PR #2841, opened 2022-01-20
Fix typescript errors in dbt plugin

asdfryan:
## Change description

Without this, I ran into errors during installation:
Screen Shot 2022-01-20 at 3 44 13 PM

After this, installation succeeded:
Screen Shot 2022-01-20 at 3 45 03 PM

### Development

- [ ] Application changes have been tested appropriately

### Impact

- [ ] Code follows company security practices and guidelines
- [ ] Security impact of change has been considered
- [ ] Performance impact of change has been considered
- [ ] Possible migration needs considered (model migrations, config migrations, etc.)

Please explain any security, performance, migration, or other impacts if relevant:

### Code review

- [ ] Pull request has a descriptive title and context useful to a reviewer. Screenshots or screencasts are attached where applicable.
- [ ] Relevant tags have been added to the PR (bug, enhancement, internal, etc.)

PR #2844, opened 2022-01-21
Enable `noImplicitAny` for `@grouparoo/dbt`

evantahler:
... and fixup the types.  Follows https://github.com/grouparoo/grouparoo/pull/2841

### Development

### Impact

### Code review

### DIFF
--- a/plugins/@grouparoo/dbt/src/settings/parse.ts
+++ b/plugins/@grouparoo/dbt/src/settings/parse.ts
@@ -122,8 +122,8 @@ const parseProject: ParseProjectMethod = async (args) => {
     );
   }
 
-  const contents = fs.readFileSync(projectPath);
-  const document = yaml.load(contents);
+  const contents = String(fs.readFileSync(projectPath));
+  const document: Record<string, any> = yaml.load(contents);
   // console.log({ project: document });
 
   profile = document.profile;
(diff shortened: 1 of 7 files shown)


plugins/@grouparoo/dbt/src/settings/parse.ts
```diff
@@ -122,8 +122,8 @@ const parseProject: ParseProjectMethod = async (args) => {
     );
   }
 
-  const contents = fs.readFileSync(projectPath);
-  const document = yaml.load(contents);
+  const contents = String(fs.readFileSync(projectPath));
```
krishnaglick, line 125: I feel like we've discussed this, but I believe this should be:
```suggestion
  const contents = fs.readFileSync(projectPath, {encoding: "utf8"});
```

evantahler: I don't think this is a great idea - you can't assume a user's hard drive is in a certain encoding

krishnaglick: I thought this set the expectation for what _we_ want to work with. Docs don't explicitly say no, but imply that's what we're reading. Okay!

krishnaglick (approved):

PR #2846, opened 2022-01-21
execApi -> useApi

krishnaglick:
## Change description

This should be functionally transparent, but all references to execApi have been replaced with either a new Client for server-side calls, or the client object stored in a react context.

There's some minor cleanup work I did while going through everything, but I tried to keep those to a minimum.

### Development

### Impact

- [X] Code follows company security practices and guidelines
- [X] Security impact of change has been considered
- [X] Performance impact of change has been considered
- [X] Possible migration needs considered (model migrations, config migrations, etc.)

### Code review

- [X] Pull request has a descriptive title and context useful to a reviewer. Screenshots or screencasts are attached where applicable.


ui/ui-components/client/client.ts
```diff
@@ -107,33 +112,39 @@ export class Client {
...
       return window.localStorage.getItem("session:csrfToken");
     }
-  }
+  };
+
+  private static readonly optionDefaults = {
+    useCache: true,
+    errorHandler,
+    uploadHandler,
+  };
```
edmundito: Should probably go at the top of the class?

ui/ui-components/client/client.ts
```diff
@@ -107,33 +112,39 @@ export class Client {
...
+  public request = async <Response = any>(
     verb: Method = "get",
     path: string,
     data: AxiosRequestConfig["data"] = {},
-    useCache = true,
-    uploadHandler?: UploadHandler,
-    req?: IncomingMessage,
-    res?: ServerResponse
-  ): Promise<Response> {
+    options: Partial<typeof Client.optionDefaults> = {}
```
edmundito: Maybe the Options should be explicit instead of derived from `optionDefaults`. There is no optionDefaults can be broken at any time without having the right Options contract

ui/ui-components/client/client.ts
```diff
@@ -147,7 +158,7 @@ export class Client {
         const uploadPercentage = Math.round(
           (progressEvent.loaded / progressEvent.total) * 100
         );
-        return uploadHandler ? uploadHandler.set({ uploadPercentage }) : null;
+        return options.uploadHandler.set({ uploadPercentage });
```
edmundito: I put a note on the story that we can get rid of the uploadHandler entirely because we no longer upload files. It would also be fine to save it for another change.

ui/ui-components/client/client.ts
```diff
@@ -210,16 +221,32 @@ export class Client {
...
     }
-  }
+  };
+}
+
+export const generateClient = (
+  ctx: AppContext | NextPageContext | GetServerSidePropsContext
+) => new Client(getRequestContext(ctx));
+
+function isAppContext(ctx: unknown): ctx is AppContext {
```
edmundito: This function has nothing to do with the client, should probably be a util

ui/ui-components/contexts/api.tsx
```diff
@@ -0,0 +1,5 @@
+import { createContext, useContext } from "react";
+import type { Client } from "../client/client";
+
+export const ApiContext = createContext<{ client: Client }>(undefined);
+export const useApi = () => useContext(ApiContext);
```
edmundito, line 7: After looking at the code. I'm torn if this particular function should be in `/hooks/useApi` along the rest of the other context functions. The implementation of it as a context seems irrelevant when it's being used.

ui/ui-components/pages/_app.tsx
```diff
@@ -47,8 +44,16 @@ export default function GrouparooNextApp(
...
   }, [props]);
 
+  const client = typeof window === "undefined" ? props.client : new Client();
   return renderNestedContextProviders(
-    [[WebAppContext, pageContext]],
+    [
+      [WebAppContext, pageContext],
+      [
+        ApiContext,
+        // The serialized object passed from the server is not an isntance of the Client class
```
edmundito: This comment could probably be moved above the client declaration

ui/ui-components/pages/_app.tsx
```diff
@@ -108,10 +114,12 @@ GrouparooNextApp.getInitialProps = async (appContext: AppContext) => {
       navigation: navigationResponse.navigation,
       clusterName: navigationResponse.clusterName,
       hydrationError,
+      client,
     };
   } catch (_error) {
     const { formattedErrorMessage, formattedErrorObject } = renderError(_error);
     return {
+      client,
```
edmundito, line 119: To confirm: This client will only be used the first time the page renders on the server side?

ui/ui-components/client/client.ts
```diff
@@ -210,16 +221,32 @@ export class Client {
...
       } else {
+        options.errorHandler.set({ message: error });
         throw error;
       }
     }
-  }
+  };
+}
+
+export const generateClient = (
```
edmundito, line 241: Could also be `getClient`

ui/ui-components/client/client.ts
krishnaglick: I'm not sure what you're getting at here. optionDefaults are defaulted, and you can't pass anything not in it. They're override only.

ui/ui-components/contexts/api.tsx
krishnaglick: This could potentially just go into `WebAppContext` but I'd have to find-replace both the useApi and the import and that would be a _lot_ of gruntwork for not much gain. This is a context, we should keep it here.

ui/ui-components/pages/_app.tsx
krishnaglick: I'll be pushing up a slight logic change. As long as this client is a client and not some serialized object, it will be used.

ui/ui-components/client/client.ts
edmundito: My point is that it's strange that this is deriving which options are valid from a constant that assigns default values Using explicit typing is a lot stronger way to establish what's valid.

ui/ui-components/pages/_app.tsx
edmundito: It will always get a serialized object when the browser side runs. I'm wondering if we ever need to share this instance with the page server side.

ui/ui-components/client/client.ts
krishnaglick: Fair enough, added an interface.

ui/ui-components/pages/_app.tsx
krishnaglick: This is run on the client-side as well.
We should perhaps migrate to [getServerSideProps](https://nextjs.org/docs/basic-features/data-fetching/get-server-side-props) instead.

evantahler:
@krishnaglick can you call out in a self-review what some of the new improvements are?  I see how's much easier to use in components now (eg not top-level pages), but I'm looking for new/better error handling and missing it :/

edmundito (approved):

krishnaglick:
> @krishnaglick can you call out in a self-review what some of the new improvements are? I see how's much easier to use in components now (eg not top-level pages), but I'm looking for new/better error handling and missing it :/

The biggest change to the error handling was partially from Edmundo's work to centralize the errorHandler. In addition, the client.request call allows you to override the errorHandler in the options if you want or need to.
The goal of this PR was to remove execApi since it _looked_ like a React hook but actually wasn't. This turns it into a real hook and should make its functionality far more expected for engineers, new or otherwise.

evantahler (approved):
let's give this a try!

PR #2850, opened 2022-01-22
Authentication via `Authorization` header

evantahler:
This PR allows the passing of a Grouparoo API Key via header.   Depending on your infrastructure and logging, it is often more secure to pass the API Key via header than via query param. 

Docs @ https://github.com/grouparoo/www.grouparoo.com/pull/881

### Development

### Impact

### Code review

### DIFF
--- a/core/src/modules/middleware/authentication.ts
+++ b/core/src/modules/middleware/authentication.ts
@@ -226,9 +226,16 @@ function parseHeaders(data: ActionProcessor<any>) {
   if (data.connection.type !== "web") return;
 
   if (data.connection.rawConnection.req.headers["authorization"]) {
-    data.params.apiKey =
-      data.connection.rawConnection.req.headers["authorization"];
+    const [scheme, token]: string[] =
+      data.connection.rawConnection.req.headers["authorization"].split(" "); // should resemble `Bearer: abc123`
+    if (scheme.toLowerCase() !== "bearer") {
+      throw new Error(
+        `APIKeys should be sent with the \`Authorization: Bearer <token>\` scheme`
+      );
+    }
+    data.params.apiKey = token;
   }
+
   if (data.connection.rawConnection.req.headers["x-grouparoo-server-token"]) {
     data.params.serverToken =
       data.connection.rawConnection.req.headers["x-grouparoo-server-token"];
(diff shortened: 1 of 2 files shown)


pedroslopez (commented):
Question: why not use the standard `Authorization` header for this?

core/src/modules/middleware/authentication.ts
```diff
@@ -218,3 +220,17 @@ async function authenticateTeamMemberInRoom(
...
   });
 }
+
+// check if the apiKey was sent via the header
+function parseHeaders(data: ActionProcessor<any>) {
+  if (data.connection.type !== "web") return;
+
+  if (data.connection.rawConnection.req.headers["x-grouparoo-api-key"]) {
+    data.params.apiKey =
+      data.connection.rawConnection.req.headers["x-grouparoo-api-key"];
```
edmundito: My only concern about the implementation here is that you're the data object's parsed `?apiKey=` to assign the value the header, therefore you'd have to understand the implementation of this function to know where the value is really coming from.

The ideal case would be to have the apiKey come from either params or the header itself, but that would take a lot more code changes. Same for the server token below.

evantahler:
> Question: why not use the standard `Authorization` header for this?

Love it.

core/src/modules/middleware/authentication.ts
evantahler: Well, the goal was to allow for both - the user can choose to send the key and server token either via header or query param - with the header winning if they are both set

edmundito:
Are we using the Authorization spec correctly here?
https://developer.mozilla.org/en-US/docs/Web/HTTP/Headers/Authorization

evantahler:
Talking it over with @pedroslopez, We are going with type=Bearer

https://swagger.io/docs/specification/authentication/bearer-authentication/

> Bearer authentication (also called token authentication) is an HTTP authentication scheme that involves security tokens called bearer tokens. The name “Bearer authentication” can be understood as “give access to the bearer of this token.” The bearer token is a cryptic string, usually generated by the server in response to a login request. The client must send this token in the Authorization header when making requests to protected resources:

evantahler:
Now with proper use of `Authentication: Bearer <token>` headers!

pedroslopez (approved):
Nice!

PR #2852, opened 2022-01-24
Fix recurring and refreshEnabled schedule update

edmundito:
## Change description

This ensures that `recurring` and `refreshEnabled` can be updated in the schedule regardless of true or false value. Like before, it allows the user to skip those values (and they will not get updated instead.)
***
Take from the material above the lines running from the one with "This PR allows" through the one with "(diff shortened: 1 of 2 files shown)", and repeat them exactly, with nothing else.

*WORKED SOLUTION*:
This PR allows the passing of a Grouparoo API Key via header.   Depending on your infrastructure and logging, it is often more secure to pass the API Key via header than via query param. 

Docs @ https://github.com/grouparoo/www.grouparoo.com/pull/881

### Development

### Impact

### Code review

### DIFF
--- a/core/src/modules/middleware/authentication.ts
+++ b/core/src/modules/middleware/authentication.ts
@@ -226,9 +226,16 @@ function parseHeaders(data: ActionProcessor<any>) {
   if (data.connection.type !== "web") return;
 
   if (data.connection.rawConnection.req.headers["authorization"]) {
-    data.params.apiKey =
-      data.connection.rawConnection.req.headers["authorization"];
+    const [scheme, token]: string[] =
+      data.connection.rawConnection.req.headers["authorization"].split(" "); // should resemble `Bearer: abc123`
+    if (scheme.toLowerCase() !== "bearer") {
+      throw new Error(
+        `APIKeys should be sent with the \`Authorization: Bearer <token>\` scheme`
+      );
+    }
+    data.params.apiKey = token;
   }
+
   if (data.connection.rawConnection.req.headers["x-grouparoo-server-token"]) {
     data.params.serverToken =
       data.connection.rawConnection.req.headers["x-grouparoo-server-token"];
(diff shortened: 1 of 2 files shown)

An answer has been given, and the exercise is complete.